## What is required
What you return must be the complete listing, unchanged.
[Data extracts]
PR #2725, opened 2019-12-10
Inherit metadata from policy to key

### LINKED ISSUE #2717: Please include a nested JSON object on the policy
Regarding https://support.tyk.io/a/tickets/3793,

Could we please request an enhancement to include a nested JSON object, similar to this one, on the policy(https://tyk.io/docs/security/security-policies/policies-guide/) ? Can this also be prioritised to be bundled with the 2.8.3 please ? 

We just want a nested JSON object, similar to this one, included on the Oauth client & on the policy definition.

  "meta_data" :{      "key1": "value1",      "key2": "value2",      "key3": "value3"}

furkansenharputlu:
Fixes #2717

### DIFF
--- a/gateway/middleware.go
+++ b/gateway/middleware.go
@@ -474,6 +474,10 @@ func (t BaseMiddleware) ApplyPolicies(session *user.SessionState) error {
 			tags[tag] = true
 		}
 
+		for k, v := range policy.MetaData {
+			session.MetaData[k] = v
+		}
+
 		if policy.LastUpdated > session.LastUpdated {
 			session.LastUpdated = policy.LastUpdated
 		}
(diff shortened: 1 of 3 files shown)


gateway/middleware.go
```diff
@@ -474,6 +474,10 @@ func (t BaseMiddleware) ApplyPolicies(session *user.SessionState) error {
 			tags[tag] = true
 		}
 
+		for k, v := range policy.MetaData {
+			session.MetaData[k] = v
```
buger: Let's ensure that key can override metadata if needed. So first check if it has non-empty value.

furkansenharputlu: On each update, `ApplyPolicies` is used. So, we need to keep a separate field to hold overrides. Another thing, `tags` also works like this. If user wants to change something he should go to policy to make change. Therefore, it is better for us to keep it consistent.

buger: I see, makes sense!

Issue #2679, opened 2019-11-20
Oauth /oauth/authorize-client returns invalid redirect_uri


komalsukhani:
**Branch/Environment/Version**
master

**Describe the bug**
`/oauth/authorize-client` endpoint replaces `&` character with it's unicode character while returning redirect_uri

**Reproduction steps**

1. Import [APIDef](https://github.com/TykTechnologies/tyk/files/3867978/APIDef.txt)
[/Data extracts]
## Answer to this problem
PR #2725, opened 2019-12-10
Inherit metadata from policy to key

### LINKED ISSUE #2717: Please include a nested JSON object on the policy
Regarding https://support.tyk.io/a/tickets/3793,

Could we please request an enhancement to include a nested JSON object, similar to this one, on the policy(https://tyk.io/docs/security/security-policies/policies-guide/) ? Can this also be prioritised to be bundled with the 2.8.3 please ? 

We just want a nested JSON object, similar to this one, included on the Oauth client & on the policy definition.

  "meta_data" :{      "key1": "value1",      "key2": "value2",      "key3": "value3"}

furkansenharputlu:
Fixes #2717

### DIFF
--- a/gateway/middleware.go
+++ b/gateway/middleware.go
@@ -474,6 +474,10 @@ func (t BaseMiddleware) ApplyPolicies(session *user.SessionState) error {
 			tags[tag] = true
 		}
 
+		for k, v := range policy.MetaData {
+			session.MetaData[k] = v
+		}
+
 		if policy.LastUpdated > session.LastUpdated {
 			session.LastUpdated = policy.LastUpdated
 		}
(diff shortened: 1 of 3 files shown)


gateway/middleware.go
```diff
@@ -474,6 +474,10 @@ func (t BaseMiddleware) ApplyPolicies(session *user.SessionState) error {
 			tags[tag] = true
 		}
 
+		for k, v := range policy.MetaData {
+			session.MetaData[k] = v
```
buger: Let's ensure that key can override metadata if needed. So first check if it has non-empty value.

furkansenharputlu: On each update, `ApplyPolicies` is used. So, we need to keep a separate field to hold overrides. Another thing, `tags` also works like this. If user wants to change something he should go to policy to make change. Therefore, it is better for us to keep it consistent.

buger: I see, makes sense!

Issue #2679, opened 2019-11-20
Oauth /oauth/authorize-client returns invalid redirect_uri


komalsukhani:
**Branch/Environment/Version**
master

**Describe the bug**
`/oauth/authorize-client` endpoint replaces `&` character with it's unicode character while returning redirect_uri

**Reproduction steps**

1. Import [APIDef](https://github.com/TykTechnologies/tyk/files/3867978/APIDef.txt)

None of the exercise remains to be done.